Which will launch the actor in detached mode.

Though the Actor will remain alive after the driver exits, the call to Actor’s run_long_task will fail. According to the dashboard, the ERROR STACK TRACE says:

Error Type: WORKER_DIED

Job finishes (10000000) as driver exits. Marking all non-terminal tasks as failed.

How do I make sure the actor method don’t get terminiated?

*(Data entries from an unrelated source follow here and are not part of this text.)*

PR #503, opened 2025-02-08
QUIC: fix quic request block after reload

### LINKED ISSUE #425: new quic connection blocked after nginx reload
### Environment

  - `nginx -V`
```
nginx version: nginx/1.27.3
built by gcc 7.3.0 (GCC) 
built with OpenSSL 1.1.1h  22 Sep 2020
TLS SNI support enabled
configure arguments: --prefix=/usr/local/nginx-quic-27.3 --with-debug --with-http_ssl_module --with-http_v3_module
```
  - `uname -a`
```
Linux localhost.localdomain 5.10.0-136.12.0.88.3.ctl3.x86_64 #1 SMP Fri Aug 9 06:22:40 UTC 2024 x86_64 x86_64 x86_64 GNU/Linux
```

### Description

I use Nginx 1.27.3 as a http3 reverse proxy, and configure quic  **reuseport** listen port and enable **quic_bpf** on.  After nginx reloading, some old workers become **shuttingdown** ( for there are still request processsing by old workers), and all **old quic reuseport socket still opening** before all  shuttingdown workers exit.  There seems have 2 problems:
1. New quic connection  could be received on old quic socket related to worker already exited,  these requests will be blocked because no worker process  them.
2. New quic connection could be received on  old quic socket related to shuttingdown worker,  these requests will also be blocked because shuttingdown worker dosen't process new quic conn.

Using `ss -ulnp`  to check udp socket:
Image

I use lsquic http_client sending some request after reload, and found some new connection blocked:
Image

I captured that client send "Initial Packet", but nginx doesn't response.
Image

#### nginx configuration

```
upstream quic-test {
  server 192.168.200.146:62001;
 }

server {
        listen 20000 quic reuseport;

        ssl_certificate     certs/test.crt;
        ssl_certificate_key certs/test.key;

        location / {
            proxy_pass http://quic-test;
        }
```

tangxiao187:
fixes #425

After nginx reloading, old workers become shuttingdown if there are still in-flight requests, and old quic reuseport socket still open before all shuttingdown workers exit. New quic conn packet received on old quic socket binding to old workers will not be processed, thus new quic request blocked after reload.

To fix this problem:

1. In ngx_close_listening_sockets, close old udp socket unrelated to current worker;
2. In ngx_quic_handle_packet, shutingdown worker send retry packet with routable magic_cid when receive new quic conn;
3. Users need to config _quic_bpf on_ in nginx.conf, to enable quic_bpf redirecting packet with magic_cid to new worker.
4. Users need to config _quic_host_key_ in nginx.conf, to ensure new worker can decrypt retry token.
fix_reload_blocked

### DIFF
--- a/src/core/ngx_connection.c
+++ b/src/core/ngx_connection.c
@@ -1111,7 +1111,15 @@ ngx_close_listening_sockets(ngx_cycle_t *cycle)
 
 #if (NGX_QUIC)
         if (ls[i].quic) {
-            continue;
+#if (NGX_HAVE_REUSEPORT)
+            if (ls[i].reuseport) {
+                // close quic reuseport fd unrelated to current worker
+                if (ngx_process == NGX_PROCESS_WORKER && ls[i].worker == ngx_worker) {
+                    continue;
+                }
+            } else
+#endif
+                continue;
         }
 #endif
 
--- a/src/event/quic/ngx_event_quic.c
+++ b/src/event/quic/ngx_event_quic.c
@@ -911,22 +911,31 @@ ngx_quic_handle_packet(ngx_connection_t *c, ngx_quic_conf_t *conf,
                                           "invalid address validation token");
             } else if (conf->retry) {
                 /* invalid NEW_TOKEN */
-                return ngx_quic_send_retry(c, conf, pkt);
+                return ngx_quic_send_retry(c, conf, pkt, 0);
             }
         }
 
         /* NGX_OK */
 
     } else if (conf->retry) {
-        return ngx_quic_send_retry(c, conf, pkt);
+        return ngx_quic_send_retry(c, conf, pkt, 0);
 
     } else {
         pkt->odcid = pkt->dcid;
     }
 
     if (ngx_terminate || ngx_exiting) {
+#if (NGX_QUIC_BPF)
+        // fix quic request block after reload:
+        // 1. shutingdown worker send retry with magic cid when receive new quic conn
+        // 2. bpf redirect magic cid conn to new worker
+        ngx_quic_bpf_conf_t *bcf = ngx_quic_bpf_get_conf(ngx_cycle);
+        if (bcf->enabled) {
+            return ngx_quic_send_retry(c, conf, pkt, 1);
+        }
+#endif
         if (conf->retry) {
-            return ngx_quic_send_retry(c, conf, pkt);
+            return ngx_quic_send_retry(c, conf, pkt, 0);
         }
 
         return NGX_ERROR;
--- a/src/event/quic/ngx_event_quic_bpf.c
+++ b/src/event/quic/ngx_event_quic_bpf.c
@@ -7,14 +7,12 @@
 #include <ngx_config.h>
 #include <ngx_core.h>
 
+#include <ngx_event_quic_connection.h>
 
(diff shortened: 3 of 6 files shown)


arut:
Indeed nginx reload breaks some QUIC connections. There's an old solution for this, which we are planning to finish and commit one day:

https://mailman.nginx.org/pipermail/nginx-devel/2023-January/B2SQIRAZ45JCVV6BAMEIX7OSEBAOQHLK.html

swananan:
> Indeed nginx reload breaks some QUIC connections. There's an old solution for this, which we are planning to finish and commit one day:
> 
> https://mailman.nginx.org/pipermail/nginx-devel/2023-January/B2SQIRAZ45JCVV6BAMEIX7OSEBAOQHLK.html

Hi, I’m wondering if there’s a planned timeline for when the eBPF-based fix (patch3) will be merged into the main branch?

doublex:
This issue should take precedence.

ShaiMagal:
Another production data point, since this thread has been quiet for a while.

Running 1.30.2 on a shared hosting node with over 1000 vhosts, `listen 443 quic
reuseport;` with `quic_bpf on;`, 10 worker processes, HTTP/3 accounting for
roughly 45% of all requests.

After one `systemctl reload nginx`, a single old worker never exited. It stayed
in `worker process is shutting down` for 3.5 days, holding its 10 reuseport UDP
sockets. `ss -lunpm` showed 9 of those 10 with `Recv-Q` pinned at the buffer
ceiling and still counting drops:

    UNCONN 26214912 0 0.0.0.0:443 users:(("nginx",pid=2413977,fd=71))
       skmem:(r26214912,rb26214400,t0,tb26214400,f3584,w0,o0,bl0,d105310)

The worker had zero client connections and zero pending work - only those 10
listening sockets plus the master IPC channels. 0% CPU, thread pool entirely
idle in futex_wait. `worker_shutdown_timeout 600s` had no effect, which matches
listening connections being skipped.

Measured impact from the access logs, the hour before versus the hour of the
reload:

    16:00   2293155 requests   1100105 HTTP/3   48.0%
    17:00   2321545 requests    541955 HTTP/3   23.3%

Total request volume was unchanged, but the HTTP/3 share halved - matching 10 of
the 20 sockets in the reuseport group going dead. Over the following day it sank
further to ~18% as clients cached the host as QUIC-broken.

It is not deterministic. Over one week with 11 reloads, exactly one produced a
stuck worker.

What makes this expensive to diagnose is how quiet it is. Nothing appears in the
error log. The UDP receive-buffer error counter only starts moving about seven
hours later, once the 25 MB buffers are actually full - until then packets are
silently queued and never read, so the counter reads zero while connections are
already dying. The only early signals I found are the HTTP/3 share in the access
log, and a non-zero `Recv-Q` on the shutting-down worker's listening sockets.
The latter is what I ended up monitoring, since it shows up within minutes and
cleanly separates a stuck worker from one that is draining normally.

ronhombre:
My experience running nginx in an Unprivileged CT reflects that even without a reload, one way or another, the same thing are happening. It is the only nginx instance running, but I suppose there are interactions with the hypervisor in that kind of setup that reproduces the same bug.

UPDATE: As it turned out this is a known issue with hypervisors. The workarounds should work as intended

Can’t reproduce. I am working in a ray cluster:

  1. use your script to create a detached actor
  2. use this script to get it and invoke another method
import ray

# namespace from the warning log
ray.init(namespace="f068f1e1-88cc-4dc5-9a1b-d1ab6ef6fe3a")

# name from Dashboard
a = ray.get_actor("e199350023f943b5a8cb696f8157f5aa")
ray.get(a.run_long_task.remote())

and it worked. In Dashboard I can see logs of both tasks from the 2 scripts, and after the task from this other script finished it returned from ray.get normally.

Can you make a repro?

What job submission interface are you using? I’m using Ray’s Python client, not ray submit.

can you share your setup a bit more in detail? I created my local cluster via ray.init()

The script I shared is mostly comeplete. The only thing I hide is the address and other configuration in ray.init. I have a Ray cluster running remotely, and the ray.init just points to that cluster and sets up appropriate run environment.

In your experiment, you need to remove ray.get from ray.get(a.run_long_task.remote()) . The whole idea is to dispatch the task without waiting it to complete, and hope the detached Actor keep doing the job even when the driver exits.

I suspect if you are using local ray, that ray dies with the driver anyways so detached Actor won’t be effective.